About this exercise » Repeat exactly, please, the lines that begin at the start of the listing and end at the line holding "Stack position: **#2**".

Extracted information »
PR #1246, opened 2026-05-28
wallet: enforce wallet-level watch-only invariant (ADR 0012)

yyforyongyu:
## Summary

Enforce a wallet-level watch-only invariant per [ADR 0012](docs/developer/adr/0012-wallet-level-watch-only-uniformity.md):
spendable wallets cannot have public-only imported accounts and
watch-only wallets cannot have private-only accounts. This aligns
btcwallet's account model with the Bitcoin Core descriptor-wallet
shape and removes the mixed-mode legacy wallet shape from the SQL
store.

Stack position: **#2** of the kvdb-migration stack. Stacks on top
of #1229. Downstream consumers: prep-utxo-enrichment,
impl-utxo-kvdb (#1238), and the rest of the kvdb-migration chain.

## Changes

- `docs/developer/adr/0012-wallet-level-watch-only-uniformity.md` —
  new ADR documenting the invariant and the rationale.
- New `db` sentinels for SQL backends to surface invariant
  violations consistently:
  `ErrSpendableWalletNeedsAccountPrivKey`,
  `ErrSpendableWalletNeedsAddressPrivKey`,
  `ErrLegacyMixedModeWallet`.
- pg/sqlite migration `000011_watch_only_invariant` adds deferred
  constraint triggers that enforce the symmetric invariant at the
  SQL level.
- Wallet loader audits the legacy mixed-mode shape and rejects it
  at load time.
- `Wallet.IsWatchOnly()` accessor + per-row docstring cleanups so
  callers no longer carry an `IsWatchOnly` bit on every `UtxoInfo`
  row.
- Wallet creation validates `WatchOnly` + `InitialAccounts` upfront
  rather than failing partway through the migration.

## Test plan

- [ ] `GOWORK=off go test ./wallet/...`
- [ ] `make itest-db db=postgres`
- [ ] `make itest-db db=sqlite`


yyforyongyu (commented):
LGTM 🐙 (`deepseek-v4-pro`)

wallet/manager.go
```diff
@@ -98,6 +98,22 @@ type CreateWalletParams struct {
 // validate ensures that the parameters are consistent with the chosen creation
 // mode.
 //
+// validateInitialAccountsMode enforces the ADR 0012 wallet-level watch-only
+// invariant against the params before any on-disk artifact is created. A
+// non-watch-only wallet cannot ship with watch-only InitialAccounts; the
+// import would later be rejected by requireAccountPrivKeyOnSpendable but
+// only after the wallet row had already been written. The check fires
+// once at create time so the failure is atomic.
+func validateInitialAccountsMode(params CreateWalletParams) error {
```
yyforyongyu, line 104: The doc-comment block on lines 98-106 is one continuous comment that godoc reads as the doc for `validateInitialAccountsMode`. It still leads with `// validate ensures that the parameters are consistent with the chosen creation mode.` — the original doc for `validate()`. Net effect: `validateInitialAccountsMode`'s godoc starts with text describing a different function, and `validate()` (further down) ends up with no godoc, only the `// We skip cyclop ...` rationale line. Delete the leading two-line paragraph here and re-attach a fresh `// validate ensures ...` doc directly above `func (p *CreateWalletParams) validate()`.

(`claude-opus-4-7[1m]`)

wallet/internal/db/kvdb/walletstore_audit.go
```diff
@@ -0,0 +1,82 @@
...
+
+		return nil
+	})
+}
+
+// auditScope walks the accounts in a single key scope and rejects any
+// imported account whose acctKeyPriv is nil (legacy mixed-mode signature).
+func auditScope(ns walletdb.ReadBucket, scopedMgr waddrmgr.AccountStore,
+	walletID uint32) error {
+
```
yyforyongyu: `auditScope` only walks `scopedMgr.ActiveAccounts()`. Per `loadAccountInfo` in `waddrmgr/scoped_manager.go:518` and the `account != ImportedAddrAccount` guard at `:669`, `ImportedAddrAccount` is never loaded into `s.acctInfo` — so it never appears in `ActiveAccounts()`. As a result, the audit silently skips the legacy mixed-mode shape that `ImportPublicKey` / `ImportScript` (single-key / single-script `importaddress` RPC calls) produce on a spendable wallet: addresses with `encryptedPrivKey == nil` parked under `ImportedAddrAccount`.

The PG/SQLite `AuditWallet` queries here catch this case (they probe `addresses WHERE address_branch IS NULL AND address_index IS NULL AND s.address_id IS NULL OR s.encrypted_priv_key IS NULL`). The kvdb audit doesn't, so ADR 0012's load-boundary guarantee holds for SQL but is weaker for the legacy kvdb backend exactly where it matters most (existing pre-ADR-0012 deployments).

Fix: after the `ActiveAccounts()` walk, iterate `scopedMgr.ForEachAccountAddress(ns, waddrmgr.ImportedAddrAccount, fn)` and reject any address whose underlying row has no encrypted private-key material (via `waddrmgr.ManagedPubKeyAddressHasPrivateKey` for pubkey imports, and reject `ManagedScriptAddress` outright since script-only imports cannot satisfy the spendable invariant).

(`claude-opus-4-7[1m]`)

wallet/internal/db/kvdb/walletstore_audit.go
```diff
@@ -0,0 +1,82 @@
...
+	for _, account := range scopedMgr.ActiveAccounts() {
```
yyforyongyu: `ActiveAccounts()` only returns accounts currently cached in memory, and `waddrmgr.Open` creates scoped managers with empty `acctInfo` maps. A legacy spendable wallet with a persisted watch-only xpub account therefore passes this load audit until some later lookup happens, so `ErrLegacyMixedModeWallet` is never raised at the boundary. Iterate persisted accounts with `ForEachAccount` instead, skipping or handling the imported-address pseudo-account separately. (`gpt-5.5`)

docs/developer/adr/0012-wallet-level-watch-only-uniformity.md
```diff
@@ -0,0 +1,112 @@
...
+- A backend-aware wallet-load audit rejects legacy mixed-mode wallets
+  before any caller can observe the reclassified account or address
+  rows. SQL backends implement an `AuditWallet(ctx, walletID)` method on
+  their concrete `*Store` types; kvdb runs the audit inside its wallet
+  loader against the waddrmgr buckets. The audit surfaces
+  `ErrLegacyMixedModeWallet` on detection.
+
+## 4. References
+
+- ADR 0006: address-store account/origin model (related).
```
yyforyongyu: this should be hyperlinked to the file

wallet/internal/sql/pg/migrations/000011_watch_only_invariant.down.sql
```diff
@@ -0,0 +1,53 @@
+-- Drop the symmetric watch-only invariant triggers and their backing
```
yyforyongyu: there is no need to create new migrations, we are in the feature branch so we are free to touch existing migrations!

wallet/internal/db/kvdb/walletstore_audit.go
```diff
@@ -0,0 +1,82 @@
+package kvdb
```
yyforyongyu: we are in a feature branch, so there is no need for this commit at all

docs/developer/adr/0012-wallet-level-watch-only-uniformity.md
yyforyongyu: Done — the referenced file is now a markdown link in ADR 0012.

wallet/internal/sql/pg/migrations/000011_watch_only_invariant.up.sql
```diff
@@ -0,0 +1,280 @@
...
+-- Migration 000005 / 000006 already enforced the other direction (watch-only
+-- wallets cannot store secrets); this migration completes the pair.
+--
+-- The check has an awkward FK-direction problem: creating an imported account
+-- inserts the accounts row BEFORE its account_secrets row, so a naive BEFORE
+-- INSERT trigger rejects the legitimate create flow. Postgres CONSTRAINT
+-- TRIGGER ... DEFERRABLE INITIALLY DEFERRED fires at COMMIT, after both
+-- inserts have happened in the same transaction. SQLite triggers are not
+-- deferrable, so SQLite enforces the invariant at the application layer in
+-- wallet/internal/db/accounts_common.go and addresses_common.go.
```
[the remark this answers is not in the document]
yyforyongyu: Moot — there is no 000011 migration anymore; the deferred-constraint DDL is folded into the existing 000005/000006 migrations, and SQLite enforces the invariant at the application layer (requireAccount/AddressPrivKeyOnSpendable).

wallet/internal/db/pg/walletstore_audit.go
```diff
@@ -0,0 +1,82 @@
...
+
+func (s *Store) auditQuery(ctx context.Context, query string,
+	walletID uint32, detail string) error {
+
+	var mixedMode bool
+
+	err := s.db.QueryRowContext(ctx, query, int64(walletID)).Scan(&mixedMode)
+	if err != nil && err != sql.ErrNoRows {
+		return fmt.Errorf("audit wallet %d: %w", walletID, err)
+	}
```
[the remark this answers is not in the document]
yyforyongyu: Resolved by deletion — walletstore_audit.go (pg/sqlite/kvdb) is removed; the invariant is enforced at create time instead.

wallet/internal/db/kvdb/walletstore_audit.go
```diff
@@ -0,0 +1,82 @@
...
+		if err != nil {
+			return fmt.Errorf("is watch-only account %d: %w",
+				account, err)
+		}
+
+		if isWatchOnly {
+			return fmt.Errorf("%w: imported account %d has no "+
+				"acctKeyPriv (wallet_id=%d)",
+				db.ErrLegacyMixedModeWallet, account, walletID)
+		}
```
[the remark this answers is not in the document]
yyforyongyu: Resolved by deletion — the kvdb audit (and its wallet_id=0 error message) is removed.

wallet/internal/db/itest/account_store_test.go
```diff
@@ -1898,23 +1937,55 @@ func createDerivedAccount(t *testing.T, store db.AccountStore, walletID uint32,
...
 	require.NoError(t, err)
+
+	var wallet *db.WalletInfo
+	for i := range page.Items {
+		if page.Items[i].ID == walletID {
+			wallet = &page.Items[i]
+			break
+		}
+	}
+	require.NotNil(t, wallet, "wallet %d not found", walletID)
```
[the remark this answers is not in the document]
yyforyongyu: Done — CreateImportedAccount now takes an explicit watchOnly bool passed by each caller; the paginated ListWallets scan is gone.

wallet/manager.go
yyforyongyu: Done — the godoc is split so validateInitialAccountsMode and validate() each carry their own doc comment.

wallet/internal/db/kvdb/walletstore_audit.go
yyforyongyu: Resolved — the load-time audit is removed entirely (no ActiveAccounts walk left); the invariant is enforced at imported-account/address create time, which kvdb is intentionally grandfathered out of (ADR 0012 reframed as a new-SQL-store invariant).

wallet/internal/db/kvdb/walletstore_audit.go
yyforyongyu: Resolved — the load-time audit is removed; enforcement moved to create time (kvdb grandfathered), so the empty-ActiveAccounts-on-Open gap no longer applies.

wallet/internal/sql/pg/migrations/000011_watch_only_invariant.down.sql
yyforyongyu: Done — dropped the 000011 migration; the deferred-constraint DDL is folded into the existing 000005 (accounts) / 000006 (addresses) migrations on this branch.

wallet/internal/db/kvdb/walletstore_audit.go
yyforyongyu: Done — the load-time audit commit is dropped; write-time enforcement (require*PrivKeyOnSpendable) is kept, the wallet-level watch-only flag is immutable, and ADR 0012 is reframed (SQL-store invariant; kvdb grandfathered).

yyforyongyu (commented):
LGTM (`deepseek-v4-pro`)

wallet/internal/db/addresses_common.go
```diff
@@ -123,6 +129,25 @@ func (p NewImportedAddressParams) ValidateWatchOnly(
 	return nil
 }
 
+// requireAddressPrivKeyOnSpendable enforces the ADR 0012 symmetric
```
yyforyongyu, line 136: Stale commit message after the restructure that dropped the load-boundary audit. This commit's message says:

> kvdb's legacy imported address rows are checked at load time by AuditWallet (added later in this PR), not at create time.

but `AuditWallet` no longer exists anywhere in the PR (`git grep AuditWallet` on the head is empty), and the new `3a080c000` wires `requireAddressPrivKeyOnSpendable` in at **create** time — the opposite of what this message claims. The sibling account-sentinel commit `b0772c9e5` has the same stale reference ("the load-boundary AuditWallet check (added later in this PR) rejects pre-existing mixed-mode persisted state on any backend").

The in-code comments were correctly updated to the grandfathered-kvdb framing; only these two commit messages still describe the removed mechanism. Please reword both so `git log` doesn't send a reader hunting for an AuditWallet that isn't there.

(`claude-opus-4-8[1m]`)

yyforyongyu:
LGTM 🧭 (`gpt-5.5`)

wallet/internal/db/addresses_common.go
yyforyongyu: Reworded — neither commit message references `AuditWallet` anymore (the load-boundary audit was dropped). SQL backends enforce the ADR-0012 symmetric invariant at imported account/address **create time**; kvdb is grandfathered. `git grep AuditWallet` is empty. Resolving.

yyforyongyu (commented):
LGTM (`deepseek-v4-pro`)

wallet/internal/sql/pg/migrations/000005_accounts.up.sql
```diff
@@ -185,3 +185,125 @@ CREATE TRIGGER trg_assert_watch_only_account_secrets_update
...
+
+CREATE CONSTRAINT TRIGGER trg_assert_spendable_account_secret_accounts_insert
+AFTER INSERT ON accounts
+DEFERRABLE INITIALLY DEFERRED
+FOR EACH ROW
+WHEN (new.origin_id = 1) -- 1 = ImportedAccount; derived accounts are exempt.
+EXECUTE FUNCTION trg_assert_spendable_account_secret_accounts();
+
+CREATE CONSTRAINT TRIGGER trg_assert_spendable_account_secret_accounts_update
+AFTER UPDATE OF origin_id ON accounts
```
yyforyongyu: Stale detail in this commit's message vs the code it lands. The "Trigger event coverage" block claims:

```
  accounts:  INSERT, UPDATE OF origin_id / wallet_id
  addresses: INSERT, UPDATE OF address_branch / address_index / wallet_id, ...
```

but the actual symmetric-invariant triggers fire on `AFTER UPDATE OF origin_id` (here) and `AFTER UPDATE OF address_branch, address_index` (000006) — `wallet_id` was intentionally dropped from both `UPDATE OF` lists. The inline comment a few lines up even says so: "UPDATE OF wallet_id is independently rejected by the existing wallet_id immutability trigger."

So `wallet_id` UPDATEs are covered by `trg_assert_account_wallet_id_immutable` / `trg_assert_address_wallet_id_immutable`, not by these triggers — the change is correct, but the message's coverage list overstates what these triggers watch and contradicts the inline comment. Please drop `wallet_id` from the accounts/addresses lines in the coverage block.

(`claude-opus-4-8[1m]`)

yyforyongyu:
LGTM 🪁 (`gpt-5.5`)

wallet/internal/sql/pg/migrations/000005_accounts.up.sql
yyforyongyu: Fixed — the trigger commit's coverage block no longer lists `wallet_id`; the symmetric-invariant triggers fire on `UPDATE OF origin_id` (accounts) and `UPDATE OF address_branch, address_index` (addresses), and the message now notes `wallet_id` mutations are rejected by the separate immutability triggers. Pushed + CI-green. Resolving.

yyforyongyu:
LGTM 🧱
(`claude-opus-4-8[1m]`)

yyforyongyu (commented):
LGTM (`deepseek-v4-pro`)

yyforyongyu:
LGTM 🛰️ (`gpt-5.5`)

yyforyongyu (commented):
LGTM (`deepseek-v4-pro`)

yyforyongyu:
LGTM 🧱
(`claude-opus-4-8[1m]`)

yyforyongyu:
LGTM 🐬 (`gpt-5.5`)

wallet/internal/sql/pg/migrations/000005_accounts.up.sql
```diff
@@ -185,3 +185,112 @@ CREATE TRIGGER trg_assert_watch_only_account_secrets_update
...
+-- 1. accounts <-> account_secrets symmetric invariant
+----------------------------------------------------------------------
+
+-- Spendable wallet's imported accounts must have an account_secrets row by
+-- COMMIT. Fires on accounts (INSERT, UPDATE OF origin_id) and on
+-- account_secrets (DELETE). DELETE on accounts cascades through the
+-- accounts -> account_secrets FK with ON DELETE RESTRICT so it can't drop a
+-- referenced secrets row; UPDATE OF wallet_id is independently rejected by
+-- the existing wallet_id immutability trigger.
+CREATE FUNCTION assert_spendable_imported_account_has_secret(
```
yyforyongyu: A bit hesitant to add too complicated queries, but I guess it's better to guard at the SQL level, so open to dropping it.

Output for this exercise »
PR #1246, opened 2026-05-28
wallet: enforce wallet-level watch-only invariant (ADR 0012)

yyforyongyu:
## Summary

Enforce a wallet-level watch-only invariant per [ADR 0012](docs/developer/adr/0012-wallet-level-watch-only-uniformity.md):
spendable wallets cannot have public-only imported accounts and
watch-only wallets cannot have private-only accounts. This aligns
btcwallet's account model with the Bitcoin Core descriptor-wallet
shape and removes the mixed-mode legacy wallet shape from the SQL
store.

Stack position: **#2** of the kvdb-migration stack. Stacks on top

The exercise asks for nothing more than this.